ACTIVITY: Please count how many lines in the entries below contain "after" and reply with the figure alone.

********************

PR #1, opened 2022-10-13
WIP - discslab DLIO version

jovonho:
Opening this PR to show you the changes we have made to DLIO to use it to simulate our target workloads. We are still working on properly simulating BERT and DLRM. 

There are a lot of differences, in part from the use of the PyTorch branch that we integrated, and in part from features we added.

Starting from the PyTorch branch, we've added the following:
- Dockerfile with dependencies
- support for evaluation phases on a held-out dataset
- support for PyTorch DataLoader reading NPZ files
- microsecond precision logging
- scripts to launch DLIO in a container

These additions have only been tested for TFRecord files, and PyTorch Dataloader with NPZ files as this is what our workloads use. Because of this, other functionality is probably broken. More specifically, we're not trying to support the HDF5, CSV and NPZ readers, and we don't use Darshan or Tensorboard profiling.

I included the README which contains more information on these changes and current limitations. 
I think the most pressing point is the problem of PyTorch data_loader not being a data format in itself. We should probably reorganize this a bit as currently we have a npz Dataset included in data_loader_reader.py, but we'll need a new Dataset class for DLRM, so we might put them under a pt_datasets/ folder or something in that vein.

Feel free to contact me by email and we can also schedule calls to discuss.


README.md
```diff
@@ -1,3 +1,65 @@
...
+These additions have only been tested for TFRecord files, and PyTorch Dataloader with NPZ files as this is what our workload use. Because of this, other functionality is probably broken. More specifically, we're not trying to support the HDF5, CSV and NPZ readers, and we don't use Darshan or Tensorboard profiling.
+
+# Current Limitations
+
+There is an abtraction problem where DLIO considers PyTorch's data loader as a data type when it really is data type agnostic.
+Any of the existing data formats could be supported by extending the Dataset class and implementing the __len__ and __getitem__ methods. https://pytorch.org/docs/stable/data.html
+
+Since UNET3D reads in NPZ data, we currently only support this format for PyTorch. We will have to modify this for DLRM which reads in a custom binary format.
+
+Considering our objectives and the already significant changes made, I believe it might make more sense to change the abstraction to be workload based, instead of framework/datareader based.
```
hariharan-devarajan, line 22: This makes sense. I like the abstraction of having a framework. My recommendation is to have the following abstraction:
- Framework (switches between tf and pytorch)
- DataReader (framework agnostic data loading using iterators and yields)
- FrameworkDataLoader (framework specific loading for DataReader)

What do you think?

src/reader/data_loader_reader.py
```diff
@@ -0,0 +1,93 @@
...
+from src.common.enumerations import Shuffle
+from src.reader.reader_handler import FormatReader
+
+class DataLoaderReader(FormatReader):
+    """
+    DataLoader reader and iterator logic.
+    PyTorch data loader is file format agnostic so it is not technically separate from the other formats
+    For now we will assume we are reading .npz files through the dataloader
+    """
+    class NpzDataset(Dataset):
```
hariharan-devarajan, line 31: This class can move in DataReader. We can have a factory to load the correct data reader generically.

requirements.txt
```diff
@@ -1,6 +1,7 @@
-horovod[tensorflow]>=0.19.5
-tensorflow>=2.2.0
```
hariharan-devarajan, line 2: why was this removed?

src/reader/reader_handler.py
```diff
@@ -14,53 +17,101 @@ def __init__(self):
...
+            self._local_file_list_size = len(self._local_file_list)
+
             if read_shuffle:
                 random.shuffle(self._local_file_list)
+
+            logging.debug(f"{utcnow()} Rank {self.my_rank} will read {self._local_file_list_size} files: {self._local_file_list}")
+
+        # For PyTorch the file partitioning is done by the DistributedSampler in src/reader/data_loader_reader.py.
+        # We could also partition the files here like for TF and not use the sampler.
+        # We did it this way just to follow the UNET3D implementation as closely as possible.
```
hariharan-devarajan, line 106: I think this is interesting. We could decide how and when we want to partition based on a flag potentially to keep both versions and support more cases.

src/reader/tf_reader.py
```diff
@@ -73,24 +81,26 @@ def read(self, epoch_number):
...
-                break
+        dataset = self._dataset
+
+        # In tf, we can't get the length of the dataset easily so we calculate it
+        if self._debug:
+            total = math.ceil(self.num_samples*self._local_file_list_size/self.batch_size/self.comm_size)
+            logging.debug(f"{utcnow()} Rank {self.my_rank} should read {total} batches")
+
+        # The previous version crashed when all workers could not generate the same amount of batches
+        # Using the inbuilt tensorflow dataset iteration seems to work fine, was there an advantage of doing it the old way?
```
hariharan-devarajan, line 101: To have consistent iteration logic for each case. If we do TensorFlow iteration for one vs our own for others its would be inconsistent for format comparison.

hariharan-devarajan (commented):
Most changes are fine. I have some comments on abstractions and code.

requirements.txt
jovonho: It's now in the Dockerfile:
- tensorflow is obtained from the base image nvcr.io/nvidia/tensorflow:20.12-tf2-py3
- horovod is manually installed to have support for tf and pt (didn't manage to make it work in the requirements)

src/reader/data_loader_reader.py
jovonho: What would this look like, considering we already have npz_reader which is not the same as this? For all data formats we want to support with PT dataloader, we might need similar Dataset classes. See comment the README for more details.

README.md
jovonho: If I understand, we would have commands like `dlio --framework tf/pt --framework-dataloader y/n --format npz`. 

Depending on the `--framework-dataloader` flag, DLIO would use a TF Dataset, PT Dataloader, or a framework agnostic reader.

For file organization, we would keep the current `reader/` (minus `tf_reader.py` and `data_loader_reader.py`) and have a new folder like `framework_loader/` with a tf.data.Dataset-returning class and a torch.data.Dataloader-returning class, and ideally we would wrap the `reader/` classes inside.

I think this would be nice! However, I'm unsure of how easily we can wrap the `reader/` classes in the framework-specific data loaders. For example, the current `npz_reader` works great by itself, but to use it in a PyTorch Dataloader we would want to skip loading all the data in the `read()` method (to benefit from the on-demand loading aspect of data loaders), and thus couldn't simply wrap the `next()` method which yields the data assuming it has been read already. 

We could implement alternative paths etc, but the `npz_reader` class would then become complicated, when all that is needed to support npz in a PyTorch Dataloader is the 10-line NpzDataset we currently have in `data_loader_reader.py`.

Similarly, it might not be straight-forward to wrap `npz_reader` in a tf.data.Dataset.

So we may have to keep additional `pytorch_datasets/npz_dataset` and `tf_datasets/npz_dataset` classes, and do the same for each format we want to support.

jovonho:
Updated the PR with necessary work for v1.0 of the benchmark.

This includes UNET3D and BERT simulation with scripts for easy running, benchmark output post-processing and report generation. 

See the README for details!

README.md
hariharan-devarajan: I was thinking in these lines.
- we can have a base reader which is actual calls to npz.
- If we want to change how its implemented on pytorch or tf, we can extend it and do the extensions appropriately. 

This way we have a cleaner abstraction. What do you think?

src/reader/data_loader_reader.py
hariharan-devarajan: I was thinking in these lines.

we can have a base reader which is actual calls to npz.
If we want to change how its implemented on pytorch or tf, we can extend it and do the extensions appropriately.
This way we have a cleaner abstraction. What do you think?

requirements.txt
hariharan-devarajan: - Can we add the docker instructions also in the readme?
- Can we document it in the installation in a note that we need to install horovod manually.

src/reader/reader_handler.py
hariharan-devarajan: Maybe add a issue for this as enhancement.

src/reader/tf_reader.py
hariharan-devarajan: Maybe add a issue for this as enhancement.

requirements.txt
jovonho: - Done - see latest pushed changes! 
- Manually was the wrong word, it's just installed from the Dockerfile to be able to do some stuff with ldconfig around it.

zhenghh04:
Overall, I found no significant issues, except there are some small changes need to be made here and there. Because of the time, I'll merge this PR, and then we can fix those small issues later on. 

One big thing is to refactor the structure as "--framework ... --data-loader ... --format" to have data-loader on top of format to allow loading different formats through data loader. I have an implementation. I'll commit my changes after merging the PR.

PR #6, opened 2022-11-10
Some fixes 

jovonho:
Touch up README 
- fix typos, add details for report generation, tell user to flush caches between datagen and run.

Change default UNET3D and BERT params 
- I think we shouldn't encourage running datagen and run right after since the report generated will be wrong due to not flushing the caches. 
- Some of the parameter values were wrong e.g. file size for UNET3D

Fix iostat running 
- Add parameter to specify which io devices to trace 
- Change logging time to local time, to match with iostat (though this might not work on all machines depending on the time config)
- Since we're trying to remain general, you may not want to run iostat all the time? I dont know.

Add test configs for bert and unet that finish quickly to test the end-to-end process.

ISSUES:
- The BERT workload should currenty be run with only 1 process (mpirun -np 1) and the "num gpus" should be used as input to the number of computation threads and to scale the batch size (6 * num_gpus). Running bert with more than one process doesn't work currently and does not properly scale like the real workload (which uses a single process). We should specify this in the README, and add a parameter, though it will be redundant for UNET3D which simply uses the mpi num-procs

********************

ANSWER SECTION: 2